* _DATA FOR THIS TASK_
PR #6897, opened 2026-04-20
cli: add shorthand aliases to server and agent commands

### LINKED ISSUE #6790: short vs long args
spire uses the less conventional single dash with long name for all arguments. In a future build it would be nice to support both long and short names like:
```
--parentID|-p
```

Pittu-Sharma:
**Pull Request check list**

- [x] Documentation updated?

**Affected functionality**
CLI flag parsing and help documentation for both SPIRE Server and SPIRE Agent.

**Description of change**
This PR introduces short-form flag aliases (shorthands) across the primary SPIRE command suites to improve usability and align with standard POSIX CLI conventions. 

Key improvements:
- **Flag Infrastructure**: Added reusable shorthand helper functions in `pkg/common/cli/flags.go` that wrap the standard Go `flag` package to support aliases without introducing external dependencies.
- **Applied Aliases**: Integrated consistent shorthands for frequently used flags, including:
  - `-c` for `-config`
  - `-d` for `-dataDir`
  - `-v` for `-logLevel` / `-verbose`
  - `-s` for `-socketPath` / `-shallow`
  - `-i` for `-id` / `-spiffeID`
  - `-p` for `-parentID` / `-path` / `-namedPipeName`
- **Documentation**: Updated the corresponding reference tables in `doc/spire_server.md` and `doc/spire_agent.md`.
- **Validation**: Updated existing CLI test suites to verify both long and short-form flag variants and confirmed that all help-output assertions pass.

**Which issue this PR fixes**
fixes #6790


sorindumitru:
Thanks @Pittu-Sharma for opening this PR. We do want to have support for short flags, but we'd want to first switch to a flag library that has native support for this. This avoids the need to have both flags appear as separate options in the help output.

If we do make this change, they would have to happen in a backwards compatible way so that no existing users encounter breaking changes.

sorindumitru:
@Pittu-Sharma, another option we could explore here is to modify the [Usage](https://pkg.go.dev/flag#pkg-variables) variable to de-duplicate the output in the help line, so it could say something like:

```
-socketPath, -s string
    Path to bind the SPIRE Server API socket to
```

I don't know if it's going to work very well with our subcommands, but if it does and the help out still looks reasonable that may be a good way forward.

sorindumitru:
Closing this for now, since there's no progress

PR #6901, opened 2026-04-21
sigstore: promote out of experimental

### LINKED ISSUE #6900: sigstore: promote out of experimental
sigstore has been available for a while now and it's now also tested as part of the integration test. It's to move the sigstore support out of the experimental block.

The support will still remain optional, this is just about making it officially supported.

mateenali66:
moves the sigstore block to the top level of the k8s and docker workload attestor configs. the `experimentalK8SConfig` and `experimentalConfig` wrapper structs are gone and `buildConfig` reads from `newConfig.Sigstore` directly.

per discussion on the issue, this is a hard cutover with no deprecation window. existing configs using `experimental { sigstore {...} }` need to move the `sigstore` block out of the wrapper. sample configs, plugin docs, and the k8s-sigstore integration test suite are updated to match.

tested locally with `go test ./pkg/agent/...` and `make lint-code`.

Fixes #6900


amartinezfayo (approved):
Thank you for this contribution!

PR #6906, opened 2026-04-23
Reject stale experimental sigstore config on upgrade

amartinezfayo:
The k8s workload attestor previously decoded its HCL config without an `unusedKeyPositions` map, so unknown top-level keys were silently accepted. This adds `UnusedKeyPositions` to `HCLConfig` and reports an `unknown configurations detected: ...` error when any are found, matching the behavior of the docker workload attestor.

* _WHAT THIS TASK INVOLVES_
For the listing above, print only the lines starting at the line containing "I don't know" and ending at the line containing "The support will", exactly, both included.

* _WORKED SOLUTION_
I don't know if it's going to work very well with our subcommands, but if it does and the help out still looks reasonable that may be a good way forward.

sorindumitru:
Closing this for now, since there's no progress

PR #6901, opened 2026-04-21
sigstore: promote out of experimental

### LINKED ISSUE #6900: sigstore: promote out of experimental
sigstore has been available for a while now and it's now also tested as part of the integration test. It's to move the sigstore support out of the experimental block.

The support will still remain optional, this is just about making it officially supported.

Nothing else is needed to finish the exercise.